Everyone seems to have had a tough winter business-wise, and it is a relief to see everything filling up.

I've been being a guinea pig this week.

Thanks to Peggy Preston at Studio Sangha who has brought Lance Schuler to town to run a month-long yoga teacher training course, I have been poked and prodded into position for two hours early each morning this week.

I am a marvellous guinea pig as even the most novice yoga teacher can see things that I am doing wrongly and try to fix me.

Fat chance, guys! You will all be fantastic yoga teachers one day, but I will ALWAYS be what looks like a beginner yogini, however many years I practise.

Jay and Jewell Cassells thought they could sneak out of town and nobody would know it was their birthdays this week.

What a shame I found out - do be sure to give them a big birthday hug. And a huge birthday hug to lovely Jane George who tried to keep her big day a secret as well.

All this stress and stretching and going to Dunedin to feed and clean my (so they say) unfed and unwashed student children has made my reading time painfully small.

This is annoying at any time, but particularly annoying when I am finally reading Anna Funder's stunning Stasiland.

Funder became interested in the stories of East Germans who had lived that weird life under the all-seeing eye of the frightening secret police, the Stasi.

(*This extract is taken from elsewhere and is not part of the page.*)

PR #107, opened 2015-03-07
Irwin lib bias

iljungr:
- Added library counts to the output of vphaser_one_sample using samtools mpileup. For snps the counts add up to vphaser's count in most cases, with some off by just a little. For indels the counts are off by a bit more, but probably close enough for library-bias calculation.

She started interviewing both sides - those who worked for them and those who were persecuted by them.

The stories are extraordinary and although I thought I knew what the Stasi had been up to, this book reveals all sorts of terrible things that none else but the paranoid East German dictatorship could have dreamt up, like irradiating people who were of interest to them so they left radioactive and traceable footprints.

It's hard to remember this is non-fiction. Not only are the stories so unbelievable, but the author has done such a great job that the characters and their struggles seem too real to be true.

I haven't finished it yet - but the minute I finish typing this column up, I will be straight back into this gripping book.